### [Your instructions]
Give the entries again exactly, every one of them.

START Information supplied

PR #15066, opened 2026-05-18
fix(router): pass configured window to createBrowserURLImpl

### LINKED ISSUE #15044: Window object from options is not passed to createBrowserURLImpl in the new version, breaking URL creation

jeevan6996:
## Summary
- pass the configured history window into `createBrowserURLImpl` so `createBrowserHistory({ window })` resolves URLs against that window
- pass `routerWindow` into the absolute redirect URL check in `createRouter` for consistency
- add a browser history regression test that asserts `history.createURL()` uses the custom window origin
- add a patch change file for `react-router`

## Testing
- `pnpm test packages/react-router/__tests__/router/browser-test.ts`
- `pnpm test packages/react-router/__tests__/router/redirects-test.ts`

Closes #15044

### DIFF
--- a/packages/react-router/lib/router/history.ts
+++ b/packages/react-router/lib/router/history.ts
@@ -726,7 +726,7 @@ function getUrlBasedHistory(
   }
 
   function createURL(to: To): URL {
-    return createBrowserURLImpl(to, false, window);
+    return createBrowserURLImpl(window, to);
   }
 
   let history: History = {
@@ -772,9 +772,9 @@ function getUrlBasedHistory(
 }
 
 export function createBrowserURLImpl(
+  windowImpl: Window,
   to: To,
   isAbsolute = false,
-  windowImpl: Window
 ): URL {
   let base = "http://localhost";
   if (windowImpl) {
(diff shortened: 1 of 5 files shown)


packages/react-router/lib/router/history.ts
```diff
@@ -774,16 +771,20 @@ function getUrlBasedHistory(
   return history;
 }
 
-export function createBrowserURLImpl(to: To, isAbsolute = false): URL {
+export function createBrowserURLImpl(
+  to: To,
+  isAbsolute = false,
+  windowImpl: Window | undefined = typeof window !== "undefined" ? window : undefined,
```
brophdawg11: Let's just make this explicit/required since all consumers are passing a `window` instance

```suggestion
  windowImpl: Window
```

brophdawg11 (approved):
Thanks!

PR #15077, opened 2026-05-19
feat!: require Vite environment API

jacob-ebey:
- removes Vite -6 / non-environment support
- makes the Environment API path the default
- drops the React Router Cloudflare dev proxy in favor of @cloudflare/vite-plugin
- make Vite preview server prerendering the default


packages/react-router-dev/.changes/major.vite-environment-api.md
```diff
@@ -0,0 +1,4 @@
+Require Vite 7+ and make the Vite Environment API build path mandatory
+
+- Removed the `future.v8_viteEnvironmentApi` flag because the Vite Environment API is always enabled
+- Removed the `@react-router/dev/vite/cloudflare` dev proxy export; use `@cloudflare/vite-plugin` instead
```
brophdawg11: This should proabably be it's own separate major change file so it's not lost as a sub bullet in the final release notes

PR #15094, opened 2026-05-25
test: fix duplicate "route" in fetcher-layout test descriptions

dfedoryshchev:
Removes a duplicate "route" in two adjacent `test(...)` descriptions in `integration/fetcher-layout-test.ts`. Copy-paste artifact between the action and loader cases.


timdorr:
Thanks!

PR #15017, opened 2026-05-04
Add unstable_useRouterState hook

brophdawg11:
RFC: https://github.com/remix-run/react-router/discussions/12358
Closes: https://github.com/remix-run/react-router/issues/13073

PR #15095, opened 2026-05-26
fix: keep useNavigation() return type a discriminated union

csamuel:
## Summary

After upgrading a react-router app to `7.15.1`,  I noticed `useNavigation()`'s return type was updated to no longer be a discriminated union. This means narrowing on `navigation.state` no longer narrows `navigation.location`, so code that passed typecheck in `7.14.x` now fails with `'navigation.location' is possibly 'undefined'`). This PR restores the return type to be a discriminated union.

## Reproduction

[StackBlitz repro](https://stackblitz.com/~/github.com/csamuel/rr-usenavigation-repro) 

```ts
const navigation = useNavigation();
// 7.14.x: `state !== "idle"` narrowed `location` to `Location`.
// 7.15.1: TS18048, `navigation.location` is possibly `undefined`.
const isNavigating =
  navigation.state !== "idle" && navigation.location.pathname.length > 0;
```

## Root cause

[#15017](https://github.com/remix-run/react-router/pull/15017) added `matches`/`historyAction` to the `Navigation` union and stripped them off the public return type with `Omit<Navigation, "matches" | "historyAction">`.

`Navigation` is a discriminated union (`Idle | Loading | Submitting`, keyed on `state`). `Omit<T, K>` is `Pick<T, Exclude<keyof T, K>>`, which does not distribute over unions. It collapses every member into one object type where `location` is always `Location | undefined`. Once the union is collapsed, narrowing on `state` can't narrow `location`.

### The fix

Omit the fields from each navigation state individually instead of from the union as a whole, so the discriminant remains intact. This matches the existing `unstable_RouterStatePendingVariants`, which already does `Omit<NavigationStates["Loading"], "matches" | "historyAction">` per variant.

## Testing

`pnpm --filter react-router typecheck`, `lint`, and `build` pass, along with the existing `data-memory-router-test` and `unstable-useRouterState-test` suites. I also confirmed the regression directly: a type assertion that `useNavigation()` narrows `location` per `state` fails against the old `Omit<Navigation, ...>` return type and passes with this change.

### DIFF
--- a/contributors.yml
+++ b/contributors.yml
@@ -94,6 +94,7 @@
 - codeape2
 - coolport
 - coryhouse
+- csamuel
 - ctnelson1997
 - cvbuelow
 - dadamssg
--- a/packages/react-router/.changes/patch.fix-usenavigation-narrowing.md
+++ b/packages/react-router/.changes/patch.fix-usenavigation-narrowing.md
@@ -1,0 +1,1 @@
+Fix `useNavigation()` return type so it stays a discriminated union
--- a/packages/react-router/.changes/patch.fix-usenavigation-narrowing.md
+++ b/packages/react-router/.changes/patch.fix-usenavigation-narrowing.md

END Information supplied

### [Solution to the exercise]
PR #15066, opened 2026-05-18
fix(router): pass configured window to createBrowserURLImpl

### LINKED ISSUE #15044: Window object from options is not passed to createBrowserURLImpl in the new version, breaking URL creation

jeevan6996:
## Summary
- pass the configured history window into `createBrowserURLImpl` so `createBrowserHistory({ window })` resolves URLs against that window
- pass `routerWindow` into the absolute redirect URL check in `createRouter` for consistency
- add a browser history regression test that asserts `history.createURL()` uses the custom window origin
- add a patch change file for `react-router`

## Testing
- `pnpm test packages/react-router/__tests__/router/browser-test.ts`
- `pnpm test packages/react-router/__tests__/router/redirects-test.ts`

Closes #15044

### DIFF
--- a/packages/react-router/lib/router/history.ts
+++ b/packages/react-router/lib/router/history.ts
@@ -726,7 +726,7 @@ function getUrlBasedHistory(
   }
 
   function createURL(to: To): URL {
-    return createBrowserURLImpl(to, false, window);
+    return createBrowserURLImpl(window, to);
   }
 
   let history: History = {
@@ -772,9 +772,9 @@ function getUrlBasedHistory(
 }
 
 export function createBrowserURLImpl(
+  windowImpl: Window,
   to: To,
   isAbsolute = false,
-  windowImpl: Window
 ): URL {
   let base = "http://localhost";
   if (windowImpl) {
(diff shortened: 1 of 5 files shown)


packages/react-router/lib/router/history.ts
```diff
@@ -774,16 +771,20 @@ function getUrlBasedHistory(
   return history;
 }
 
-export function createBrowserURLImpl(to: To, isAbsolute = false): URL {
+export function createBrowserURLImpl(
+  to: To,
+  isAbsolute = false,
+  windowImpl: Window | undefined = typeof window !== "undefined" ? window : undefined,
```
brophdawg11: Let's just make this explicit/required since all consumers are passing a `window` instance

```suggestion
  windowImpl: Window
```

brophdawg11 (approved):
Thanks!

PR #15077, opened 2026-05-19
feat!: require Vite environment API

jacob-ebey:
- removes Vite -6 / non-environment support
- makes the Environment API path the default
- drops the React Router Cloudflare dev proxy in favor of @cloudflare/vite-plugin
- make Vite preview server prerendering the default


packages/react-router-dev/.changes/major.vite-environment-api.md
```diff
@@ -0,0 +1,4 @@
+Require Vite 7+ and make the Vite Environment API build path mandatory
+
+- Removed the `future.v8_viteEnvironmentApi` flag because the Vite Environment API is always enabled
+- Removed the `@react-router/dev/vite/cloudflare` dev proxy export; use `@cloudflare/vite-plugin` instead
```
brophdawg11: This should proabably be it's own separate major change file so it's not lost as a sub bullet in the final release notes

PR #15094, opened 2026-05-25
test: fix duplicate "route" in fetcher-layout test descriptions

dfedoryshchev:
Removes a duplicate "route" in two adjacent `test(...)` descriptions in `integration/fetcher-layout-test.ts`. Copy-paste artifact between the action and loader cases.


timdorr:
Thanks!

PR #15017, opened 2026-05-04
Add unstable_useRouterState hook

brophdawg11:
RFC: https://github.com/remix-run/react-router/discussions/12358
Closes: https://github.com/remix-run/react-router/issues/13073

PR #15095, opened 2026-05-26
fix: keep useNavigation() return type a discriminated union

csamuel:
## Summary

After upgrading a react-router app to `7.15.1`,  I noticed `useNavigation()`'s return type was updated to no longer be a discriminated union. This means narrowing on `navigation.state` no longer narrows `navigation.location`, so code that passed typecheck in `7.14.x` now fails with `'navigation.location' is possibly 'undefined'`). This PR restores the return type to be a discriminated union.

## Reproduction

[StackBlitz repro](https://stackblitz.com/~/github.com/csamuel/rr-usenavigation-repro) 

```ts
const navigation = useNavigation();
// 7.14.x: `state !== "idle"` narrowed `location` to `Location`.
// 7.15.1: TS18048, `navigation.location` is possibly `undefined`.
const isNavigating =
  navigation.state !== "idle" && navigation.location.pathname.length > 0;
```

## Root cause

[#15017](https://github.com/remix-run/react-router/pull/15017) added `matches`/`historyAction` to the `Navigation` union and stripped them off the public return type with `Omit<Navigation, "matches" | "historyAction">`.

`Navigation` is a discriminated union (`Idle | Loading | Submitting`, keyed on `state`). `Omit<T, K>` is `Pick<T, Exclude<keyof T, K>>`, which does not distribute over unions. It collapses every member into one object type where `location` is always `Location | undefined`. Once the union is collapsed, narrowing on `state` can't narrow `location`.

### The fix

Omit the fields from each navigation state individually instead of from the union as a whole, so the discriminant remains intact. This matches the existing `unstable_RouterStatePendingVariants`, which already does `Omit<NavigationStates["Loading"], "matches" | "historyAction">` per variant.

## Testing

`pnpm --filter react-router typecheck`, `lint`, and `build` pass, along with the existing `data-memory-router-test` and `unstable-useRouterState-test` suites. I also confirmed the regression directly: a type assertion that `useNavigation()` narrows `location` per `state` fails against the old `Omit<Navigation, ...>` return type and passes with this change.

### DIFF
--- a/contributors.yml
+++ b/contributors.yml
@@ -94,6 +94,7 @@
 - codeape2
 - coolport
 - coryhouse
+- csamuel
 - ctnelson1997
 - cvbuelow
 - dadamssg
--- a/packages/react-router/.changes/patch.fix-usenavigation-narrowing.md
+++ b/packages/react-router/.changes/patch.fix-usenavigation-narrowing.md
@@ -1,0 +1,1 @@
+Fix `useNavigation()` return type so it stays a discriminated union
--- a/packages/react-router/.changes/patch.fix-usenavigation-narrowing.md
+++ b/packages/react-router/.changes/patch.fix-usenavigation-narrowing.md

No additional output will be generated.